Autumn has arrived! The cool rains, winds, and cloudy skies remind me just how much I really love autumn! With each changing year, I become more and more aware of the beauty that surrounds me. I see sunsets, leaf color, and fall decorations with a new and enlightened heart each time. And so it seems, each year I get more creative with my choices for fall pots. Most of my coworkers know that I like to use different plants in my customers’ annual beds each year; well, pots are no different.
Last year, I used pumpkins, bittersweet berries, hedge balls, grasses, pine needles, and hawthorn berries for my creations. I enjoy going to the pumpkin patch and looking over an endless array of orange, white, and bluish colors for just the right sized and shaped pumpkin for each pot. I know instantly when I see it that it will work. I have learned where the best bittersweet berries grow in Brown County, and where to find the biggest hedge balls.
With each new season comes the desire to get more elaborate with my creations. I really miss design work and tend to get my art on in my maintenance work. This year, I added pine cones, gourds, and sedums to my fall pots. By using an array of perennials and grasses to beds and pots, I get longer lasting color than mums and pumpkins can provide.

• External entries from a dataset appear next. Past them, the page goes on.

PR #6395, opened 2018-05-10
FDS Validation: Remove explicit reference to CFT in Cup Burner inputs

mcgratta:


drjfloyd:
Are we changing data.f90 to use defaults based on cup burner experiments or we will still be computing values based on a correlation?

mcgratta:
Yes, we're going to use the cup burner MEC with N2 agent as the basis for CFT. I will change the data.f90 file.

drjfloyd:
Here are the values for N2:

Acetone N2 1670.0
Acetylene N2 1312.0
Benzene N2 1682.7
Butane N2 1594.0
Dodecane N2 1577.0
Ethanol N2 1529.3
Ethylene N2 1441.0
Heptane N2 1616.5
Hexane N2 1646.0
Hydrogen N2 870.0
Methane N2 1662.7
Methanol N2 1395.3
Octane N2 1564.0
Propane N2 1572.7
Propanol N2 1608.0
Toluene N2 1754.5

mcgratta:
Do you have values for ethane, decane and propylene?

drjfloyd:
No I don't.

OCTANE (C8) and DODECANE (C12) both have N2 at 33 %.  Assuming the same
holds for DECANE (C10), we could compute the CFT assuming 33 % (probably
will wind up near the midpoint of 1564 and 1577).

ETHANE I've only found data so far for Halon-Alt agents
METHANE has an MEC of 24.2% and PROPANE has an MEC of 32.2 %. The other
hydrocarbons range from 29 to 33 %.

ETHYLENE has an MEC of 45 %.  PROPYLENE is probably close to that.

PR #6396, opened 2018-05-10
FDS Source: Add default CFT based on MEC

mcgratta:


mcgratta:
Jason, can you check these, and if you can find values for the commented fuels, add them. Also, what should we set for default?

PR #6403, opened 2018-05-11
FDS Tech Guide: Correct equation

mcgratta:


mcgratta:
Good catch. That mistake's been in the Appendix for quite some time.

PR #6419, opened 2018-05-15
FDS Source: fix error for non-Dirichlet case with evaluation of undefined level in scrc

SusanKilian:
I fixed a bug which is related to the application of the multilevel variants (multigrid or twolevel-cg) w.r.t. to a missing specification of the evaluation level for the Dirichlet-BC-counter.


rmcdermo:
Thanks, Susan!

PR #6441, opened 2018-05-23
Check on too small edge length and face area for GEOMs

emanuelegissi:
This are the first quality checks on GEOMs edges and faces.
I tested the checks with a broken Vettori sloped case.


marcosvanella:
@emanuelegissi have you run the GEOM verification tests on these commits?

marcosvanella:
Ema, GEOMEPS is recomputed taking into account the domain size (line 1903 in geom.f90). 
We should  recompute GEOMEPSSQ accordingly after GEOMEPS is set. Take a look.

PR #6454, opened 2018-05-30
FDS Source: Fix thermophoretic dT/dx in DNS mode

drjfloyd:


rmcdermo:
Ah... there's the factor of two.  Well done.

When deciding to plant your own annual fall pots, be sure to use things you like. I like to find natural items around a property and use them if possible. Pine needles and cones can be used for filler and mulch. Pumpkins, gourds, and squash remind us of the harvest and give us a true feeling of autumn. Field corn and hedge balls fill the gaps between large pumpkins. Mums, flowering kale, sedums, native grasses, and sedges provide a living backdrop to the things we are used to seeing in the fall. Bittersweet berries, hawthorn berries, seedpods, and dried flowers can also add color and interest.
I also added burlap this year to the pots for an added rustic feel. You can create using natural elements, twine, rope, farm implements, metal washtubs; anything farm related can bring that sense of harvest into your fall creations.
If you add live plants, do not forget to water!